The poems have been classified in various traditions and genres by various scholars, including: as academic writing by E. M. W. Tillyard; as pastoral by Sara Watson; as part of classical philosophy by Maren-Sofie Rostvig; as part of Renaissance encomia by S. P. Woodhouse and Douglas Bush, and as similar to Homeric hymns and Pindaric odes. Stella Revard believes that the poems follow the classical hymn model which discuss goddesses that are connected to poetry and uses these females to replace Apollo completely.

==Critical reception==
During the eighteenth century, both Il Penseroso and L'Allegro were popular and were widely imitated. The poet and engraver William Blake, who was deeply influenced by Milton's poetry and personality, made illustrations to both L'Allegro and Il Penseroso.

L'Allegro, il Penseroso ed il Moderato is a pastoral ode by George Frideric Handel based on the poem. In an attempt to unite the two poems into a singular "moral design", at Handel's request, Charles Jennens added a new poem, "il Moderato", to create a third movement.
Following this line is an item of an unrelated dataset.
PR #1447, opened 2026-08-27
Apply `withStartupTimeout()` to the port-binding pre-wait

### LINKED ISSUE #1446: withStartupTimeout() is not applied to the port-binding pre-wait (hardcoded 10 s) — measured under CPU contention
### Problem

`GenericContainer.start()` waits for the host port bindings to appear (`inspectContainerUntilPortsExposed`) **before** the wait strategy runs. That pre-wait has a hardcoded 10 s budget: the util has `timeout = 10_000` as a default parameter, and neither call site in `generic-container.ts` passes `this.startupTimeoutMs`. So `withStartupTimeout(...)` only extends the wait strategy; a container whose port binding takes longer than 10 s fails with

Stella Revard believes that Milton, in his first publication of poems, "takes care to showcase himself as a poet in these first and last selections and at the same time to build his poetic reputation along the way by skillful positioning of poems such as L'Allegro and Il Penseroso."

The poem features in the Oxford Book of English Verse as edited by Arthur Quiller-Couch.